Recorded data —
═══

PR #1249, opened 2023-04-16
Build projects using `zig build`

plajjan:
This switches to using zig build for building Acton projects. There are a number of advantages and unlocked potential advantages:
- zig has a very advanced caching system
  - invoking zig cc as a C compiler, like before, does not use this caching system
  - invoking zig build, like with this change, we make use of the cache!
- zig has awesome cross-compilation support and we can better utilize it when we call zigs high-level build command rather than the lower level cc compatibility commands
  - by directly adding in RTS, builtins etc, we can even skip building libActon libary archives in rel / dev flavors and let it be built per project with the exact compilation flags we want, or for cross-compilation! This could open up for more compilation options that affects builtins, RTS etc.
- build.zig is first compiled into a binary executable whish is then run to build the C parts of the Acton project
  - zig is sort of slow today, mostly due to LLVM, but it should be a lot faster in future versions
  - build.zig should not need to be recompiled unless the project changes, like new modules are added or removed
    - if a source file merely changes, build.zig still does not change

It's fairly simple: Write generated build.zig file and execute `zig build` in order to let zig build the C-parts of the project! We add two extra arguments, syspath and reldev which are passed in from actonc to zig build as to convey where acton is installed and if we are building for dev or release.

To illustrate the caching, including caching of the build.zig executable, the first build is rather slow while rerunning actonc build is rather quick:
```sh
  kll@ThinkYoga:~/terastream/acton/hello$ ../dist/bin/actonc build
  Building project in /home/kll/terastream/acton/hello
    Compiling hello.act for release
     Finished compilation in   0.040 s
    Final compilation step
     Finished final compilation step in   6.593 s
  kll@ThinkYoga:~/terastream/acton/hello$ ../dist/bin/actonc build
  Building project in /home/kll/terastream/acton/hello
    Compiling hello.act for release
     Finished compilation in   0.067 s
    Final compilation step
     Finished final compilation step in   0.059 s
  kll@ThinkYoga:~/terastream/acton/hello$
```
The vast majority of time is spent building build.zig into a program. Once this is done, it's fast. Modifications to individual .act files does not affect build.zig, i.e. we don't need to rebuild the build program, so it is fast. Since it is also caching, it ends up being much faster than gcc or similar both during the individual module compilation and for the final compilation of binary executables, in a small example project, we saved ~50% going from ~1s to ~0.5s (on a slow laptop).

If we add or remove a module in a project, the build.zig program needs to be recompiled, which takes considerable time:
```sh
  kll@ThinkYoga:~/terastream/acton/hello$ ../dist/bin/actonc build
  Building project in /home/kll/terastream/acton/hello
    Compiling hello.act for release
     Finished compilation in   0.066 s
    Compiling foo.act for release
     Finished compilation in   0.023 s
    Final compilation step
     Finished final compilation step in   6.653 s
  kll@ThinkYoga:~/terastream/acton/hello$
```
This should be improved with future versions of zig. Smart people are working hard on the problem.

The long build times doesn't have that much impact on Acton projects since it's mostly just on the initial build. However, for non-project builds, like compilation of individual .act files, the hit of using zig build is considerable. To avoid this, zig build is only used for projects and traditional build is used for non-projects! It is possible to force one or the other using --zigbuild or --no-zigbuild.

### DIFF
--- a/.gitignore
+++ b/.gitignore
@@ -18,6 +18,8 @@ backend/test/queue_unit_tests
 backend/test/skiplist_test
 backend/test/test_client
 
+builder/zig-cache
+
 compiler/actonc
 compiler/package.yaml
 compiler/tests/*.ty
--- a/Makefile
+++ b/Makefile
@@ -222,6 +222,10 @@ backend/test/skiplist_test: backend/test/skiplist_test.c backend/skiplist.c
 	$(CC) -o$@ $^ $(CFLAGS_DB) -Ibackend \
 		$(LDLIBS)
 
+builder/builder: builder/build.zig $(ZIG)
+	rm -rf builder/zig-cache builder/zig-out
+	cd builder && ../$(ZIG)/zig build && find zig-cache -name build -exec cp {} builder \;
+
 # /builtin ----------------------------------------------
 builtin/__builtin__.c builtin/__builtin__.h: builtin/ty/out/types/__builtin__.ty
 builtin/builtin_dev.o: builtin/builtin.c builtin/__builtin__.h $(BUILTIN_HFILES) $(BUILTIN_CFILES) $(DEPSA) $(LIBGC)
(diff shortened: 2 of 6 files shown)


plajjan:
Woah. Finally working and it's working well. Couple of hacks or things we could clean up in there still but this is a solid start so let's go!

═══

ACTION ITEM —
In the entries above, find each line with the word "caching" and copy it.

ANSWER FOR THE TASK —
- zig has a very advanced caching system
  - invoking zig cc as a C compiler, like before, does not use this caching system
To illustrate the caching, including caching of the build.zig executable, the first build is rather slow while rerunning actonc build is rather quick:
The vast majority of time is spent building build.zig into a program. Once this is done, it's fast. Modifications to individual .act files does not affect build.zig, i.e. we don't need to rebuild the build program, so it is fast. Since it is also caching, it ends up being much faster than gcc or similar both during the individual module compilation and for the final compilation of binary executables, in a small example project, we saved ~50% going from ~1s to ~0.5s (on a slow laptop).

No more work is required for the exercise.